TASK DIRECTIONS: Return all lines in the material below that contain "React".

MATERIAL FOR THIS TASK:
PR #4162, opened 2026-08-13
feat(security): escalating time lockout for PIN attempts

grimen:
Closes blinkbitcoin/blink-wip#1140 — item 2 of the red-team hardening epic [blink-wip#1092](https://github.com/blinkbitcoin/blink-wip/issues/1092).

## Problem

The PIN screen allowed 3 instant guesses (third → logout), and the attempt counter was persisted fire-and-forget — killing the app mid-write lost the increment. A brief-device-access attacker got 3 tries in ~3 seconds.

## Fix

Escalating wall-clock lockout, persisted in secure storage next to the existing counter: failure 1 → **30s**, failure 2 → **60s**, failure 3 → **logout** (unchanged — dropping the session is the strongest client-side response available, so it stays as the backstop).

- The lock survives kill/relaunch: loaded on mount and clamped via `clampLockedUntil` to *now + longest scheduled lockout*, so a wall clock rolled backward after the write (or a corrupt value) can never lock the user out indefinitely.
- While locked the keypad is disabled (guard in `addDigit` + `disabled` on the buttons) and the helper text shows a 1s-tick countdown (`PinScreen.tryAgainIn`, new key shipped AI-translated in all 28 locales).
- Both writes happen **before** the result is shown (awaited `Promise.all`), fixing the lost-increment window. The two writes aren't atomic, but either partial outcome is strictly better than today's total loss.
- The lock is cleared everywhere the attempt counter already was: successful PIN unlock, biometric success (`authentication-screen.tsx`), PIN disable (`security-screen.tsx`), logout (`use-logout.ts`), and PIN (re)creation.
- The `SetPin` flow never locks; the existing resume-lock guard already prevents backing out of a locked screen.

## Honest limits (by design, stated for the record)

- On a rooted device all client-side state is resettable. This raises the bar for the casual brief-access attacker; it is **not** hardware-backed attempt counting (that would be native Keystore work far out of proportion for a Low-severity finding).
- `Date.now()`-based: clock manipulation can shorten the lockout — never extend it, thanks to the clamp.

## Tests

- New pure spec `pin-lockout.spec.ts`: schedule, cap, negative input, remaining-time floor, and the clamp (including the it-must-still-expire case).
- `pin-screen.spec.tsx` extended (fake timers with real `setImmediate` so `flushEffects` settles): persists attempt+lock before showing the result; keypad inert while locked even for the correct PIN; re-enables after 30s and clears both keys on success; starts locked from a persisted future lock; absurd persisted lock still expires on schedule; third failure still logs out; set-pin flow never locks. The suite now calls `loadLocale("en")` — without it every i18n string renders as `""` and text assertions are vacuous (pre-existing gap in this spec).

## Review notes

- First iteration clamped the *remaining* time instead of the *stored timestamp* — that kept an absurd future lock pinned at 60s remaining forever. The spec that caught it ("clamps an absurd persisted lockout…") is in the suite; the clamp now happens once at load time.

---

## Round 2 — review fixes (supersedes parts of the above)

A review of the first iteration found ten issues, two of them full bypasses of the lockout this PR exists to add. Head is now [`6175d57`](https://github.com/blinkbitcoin/blink-mobile/commit/6175d57e8fc94c5836aef1f14e48082cc9ad26ed).

### The two bypasses, and the one cause behind them

The lockout was decided from React state. State starts empty, hydrates late, and is captured stale by callbacks.

1. **Relaunch.** `pinAttempts` and `lockedUntil` were read in an async mount effect. A guess entered before it resolved skipped an active lock *and* recorded itself as the first failure, writing `attempts=1` over a stored `2`. Kill, relaunch, guess, repeat, and the third-failure logout was never reached.
2. **Backspace.** The failure branch awaited two keystore writes before bumping the count or clearing the digits, and backspace was gated only by a `disabled` prop. Backspace plus a digit re-entered the handler on the same stale count, so two wrong guesses were recorded as one.

**Fix:** [`verifyPin()`](https://github.com/blinkbitcoin/blink-mobile/blob/6175d57e8fc94c5836aef1f14e48082cc9ad26ed/app/screens/authentication-screen/pin-verification.ts) re-reads the attempt count and lock from the keystore at submit time and returns a verdict. Hydration can no longer open a window, because nothing about the decision comes from render state. The existing [`useInFlightGuard`](https://github.com/blinkbitcoin/blink-mobile/blob/6175d57e8fc94c5836aef1f14e48082cc9ad26ed/app/hooks/use-in-flight-guard.ts) hook (already used by seven features) drops a concurrent second submission, which the re-read alone cannot do.

The screen is now three layers: pure schedule maths, an async decision module with no React in it, and a hook holding the guard and the countdown.

### Judgement calls, and what was rejected

- **An unrecordable failure logs the user out.** If the keystore write fails, the lockout exists only in memory, and memory dies with the process — so a disabled keypad would be bypassed by a force-quit. Ending the session is the only refusal that survives a relaunch. *Rejected:* keeping the user logged in with a dead keypad (bypassable), and reporting to Crashlytics only (leaves the bypass open). The success path is deliberately the opposite: a failed *clear* after a correct PIN still lets the user in, since they proved the PIN and a stale lock is bounded by the clamp anyway.
- **The two lockout keys are now private behind a paired API.** `getPinFailureState` / `setPinFailureState` / `clearPinFailureState`, with the single-key accessors `private`. The invariant "clear one, clear both" was hand-maintained at five call sites, and this PR's first round had to go and add the second line to every one of them — good evidence it does not hold by convention. A future single-key caller is now a compile error. `resetPinAttempts` (wrote `"0"`) and `removePinAttempts` (deleted the key) were merged, since the only reader maps both to `0`.
- **`secureStorage.ts` collapsed onto four private helpers.** 21 of 25 methods were the same try/op/catch block. `accessible` stays a **required** argument with no default, so no future method can silently downgrade a key's protection class — the same "forgot the second half" failure the paired API exists to kill. The 539-line existing spec asserts the exact key and accessibility mode per method and passed unchanged outside the PIN block, which is what makes touching the mnemonic methods safe. *Rejected:* leaving the boilerplate (the PIN family was being rewritten anyway, and the shared reader is what fixes the NaN bug below in one place).
- **`useCountdown` was not reused.** The repo has one, and the review suggested it, but it floors where this screen ceils. Driving the keypad from it would lift the lock up to a second early, and the label would read "try again in 0s" for a full second while the pad was still dead. Changing its rounding would alter invoice-expiry display for two unrelated consumers with ten tests pinning current behaviour. A 20-line `useLockoutCountdown` keeps millisecond precision for the decision and ticks every 250ms, so the pad re-enables just *after* the true expiry.
- **Copy shows both lines.** `tryAgainIn` drops its "Too many failed attempts." sentence and renders under the attempts line, so a single typo no longer reads as "too many" and the remaining count stays visible. One reworded key plus one new key (`lockoutUnavailable`), translated across all 28 locales. `sr.json`'s `tryAgainIn` was Latin script while the rest of its `PinScreen` block is Cyrillic; corrected.

### Also fixed

- The "1 attempt remaining" warning lived in component state and was lost across a relaunch, so a user could be logged out — PIN and session profiles wiped — with no warning. It is derived from the stored count now.
- Biometric success cleared the lock fire-and-forget while the PIN path awaited the same two writes; now awaited, matching its own documented rationale.
- `clampLockedUntil` applied to only one of the two readers and was never written back, so a far-future stored value re-imposed the full lockout on **every** launch. `remainingLockoutMs` caps too, and the repaired value is persisted once.
- `getPinAttemptsOrZero` returned `NaN` for a corrupt entry, and `NaN < MAX_PIN_ATTEMPTS - 1` is `false` — so a corrupt counter logged the user out on their *first* wrong PIN. The shared numeric reader guards it.
- `MAX_PIN_ATTEMPTS` is derived from the schedule length, so adding a tier cannot silently widen the attempt budget.
- The keypad stayed visibly enabled while a verification ran, silently dropping presses; it is disabled for that window too.

### Tests

New specs for the decision module, both hooks, and the storage pairing; `pin-screen.spec.tsx` now drives a real in-memory keystore so a test can unmount and re-render to model a force-quit. 160 tests pass across the affected suites.

Both bypass fixes were checked by mutation, not just by being green: reverting the verify-time re-read turns 10 tests red, and removing the keypad guard turns the in-flight test red. That last check mattered — the first two in-flight tests I wrote passed *with the guard removed*, because the hook's own guard already dropped the second submit. They were replaced with assertions on what is actually observable.


kngako (changes requested):
## Findings

### Finding 1 (blocking): Unreadable stored PIN silently burns the attempt budget

`verifyPin` (`pin-verification.ts:69-73`) calls `getPinOrEmptyString()`, whose `catch` swallows every keystore error and returns `""` (`secureStorage.ts` `read`). In the authenticate flow a PIN is always set, so `""` means "read failed" — yet the entry is scored as a wrong PIN, persisted, and escalated. A legitimate user whose Android Keystore throws transiently on three unlock attempts (e.g. keystore temporarily locked after a reboot race) will be force-logged-out and have their PIN wiped by `logout()`, without typing a single wrong digit — and unlike the write path, this path reports nothing, so support would see zero diagnostics.

**Proposal:** Make the read tri-state at the wrapper (e.g. `getPin(): Promise<string | null>` where `null` is unreadable, distinct from "no PIN") and add a `verifyPin` outcome such as `{ outcome: "unreadable" }` that neither unlocks nor consumes budget and calls `recordAppError` with `alwaysRecord: true`. The screen can fail closed (keep the keypad disabled, show a retry message) without logging the user out. Add a test where the PIN read rejects and the stored attempt count is asserted unchanged.

### Finding 2 (blocking): `setPinFailureState` is two independent writes; a partial failure contradicts the fail-closed guarantee

`setPinFailureState` (`secureStorage.ts:165-176`) writes `pinAttempts` and `pinLockedUntil` via `Promise.all` and only ANDs the results. If the attempts write lands but the lock write fails, the user is logged out with "Couldn't record the failed attempt" even though the attempt *was* recorded — the message and the premise of the `unrecorded` path are false. The worse half: if the lock write lands but the attempts write fails, the failure is silently lost, so after the lock expires the stored count is unchanged and a force-quitting attacker gets a free attempt cycle — precisely the bypass this branch exists to close, triggered by a single-key fault.

**Proposal:** Store the pair as one serialized value under a single key (e.g. `pinFailureState = '{"attempts":2,"lockedUntil":…}'`) so a write is atomic and the pairing problem disappears — the file's own comment already calls them "one logical value split across two keys". If two keys must stay (migration cost), write `attempts` first and reconcile on read: a lock with a lower-than-expected count should be treated as the count that produced it. Either way, add a `verifyPin`-level test that simulates one key failing and pins the resulting stored state, not just the boolean.

### Finding 3 (non-blocking): A forward clock jump lifts the lockout instantly

The backward-clock case is carefully clamped, but `remainingLockoutMs(lockedUntil, now)` trusts `Date.now()` in the other direction: a user who sets the device clock forward past `lockedUntil` ends the lock immediately, compressing the escalating delays to nothing. The 3-attempt budget still caps total guesses before the forced logout, so the impact is limited to pacing, not the budget — but the headlining "escalating time lockout" is defeated on any device where the attacker can reach clock settings.

**Proposal:** At minimum, document the accepted limitation in `pin-lockout.ts` (the file already documents the backward-clock reasoning; the asymmetry should be explicit and reviewable). If pacing matters to the threat model, persist the *remaining* duration alongside `lockedUntil` and treat `lockedUntil - now > remainingAtWrite` as tampering that keeps the lock, or back the countdown with a monotonic clock where the platform offers one.

### Finding 4 (non-blocking): `clearPinFailureState` swallows failed erases, leaving sticky destructive state

`clearPinFailureState` (`secureStorage.ts:180-185`) discards the boolean results of both `erase` calls; the comment "a key that was already absent is the cleared state" conflates *absent* with *failed to remove*. If the `pinAttempts` erase fails while the key is present, `attempts >= MAX_PIN_ATTEMPTS` persists: every later wrong entry is instantly `exhausted` (forced logout + PIN wipe) until a correct PIN is entered, and hydration can render "-1 attempts remaining" via `attemptsLeftAfter` (`use-pin-lockout.ts:38`) returning a negative count.

**Proposal:** Have `clearPinFailureState` report erase failures (`recordAppError`, non-blocking) instead of dropping them, and clamp defensively at read time: `attemptsLeftAfter` should floor at a sensible display value (or `readPinLockState` should normalize `attempts >= MAX_PIN_ATTEMPTS` with no active lock). A small test with a rejecting `remove` on one key pins the reporting.

## Test Coverage Gaps

- **`use-logout.ts` change is unpinned.** The swap from `removePinAttempts()` to `clearPinFailureState()` (`use-logout.ts:51`) has no test — there is no `use-logout` spec at all. If the clear were dropped, a stale lockout would survive logout; add an assertion that logout clears both lockout keys. Same for `security-screen.tsx:107` (`removePin` path).
- **Finding 1 and Finding 2 paths have no tests** (by construction — the current seams make the states unreachable). They should land with the fixes: PIN-read rejection leaves attempts unchanged; one-of-two write failure leaves a consistent stored state.
- **Biometric-unlock clearing is only order-tested.** `authentication-screen.spec.tsx` pins that `clearPinFailureState` precedes `setAppUnlocked`, but nothing pins what happens if the clear rejects (the await means a keystore fault now delays biometric unlock — untested, and `handleAuthenticationSuccess`'s caller doesn't catch).
- The new `verifyPin` / wrapper split is otherwise well covered: the schedule, relaunch bypass, re-entrancy, and in-flight dimming all have tests that would fail if the core line were reverted. No E2E/Detox coverage of the lockout exists; acceptable for this layer, but worth a note in the PR test plan.

## Code Smells

- **One logical value, two keys** (`secureStorage.ts:113-117`): the paired API with private single-key accessors is a workaround for non-atomicity; a single serialized key removes the class entirely (see Finding 2).
- **Inconsistent `readonly`** on the `PinVerification` union (`pin-verification.ts:16-19`): the `wrong` variant's fields are mutable while every sibling field is `readonly`.
- **Magic PIN length**: `4` is hardcoded in three places in `pin-screen.tsx` (`addDigit` guard, completion check, circle rendering) — pre-existing, but this PR rewrote `addDigit` and kept the literal.
- **`attemptsLeftAfter` can go negative** (`use-pin-lockout.ts:38`): fine for well-formed state, but it's the kind of derived-value assumption (stored count never exceeds the budget) that Finding 4's sticky state violates — clamp or comment the invariant.
- **Comment claims vs. behavior**: the `clearPinFailureState` doc comment ("there is no failure here a caller could act on") is only true for absent keys, not failed erases — a load-bearing comment that overstates the guarantee (§2.6 treats these as reviewable artifacts).

designsats (approved):
Works as intended

kngako (approved):
All previous findings fully addressed.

RESPONSE TO THIS TASK:
The lockout was decided from React state. State starts empty, hydrates late, and is captured stale by callbacks.
The screen is now three layers: pure schedule maths, an async decision module with no React in it, and a hook holding the guard and the countdown.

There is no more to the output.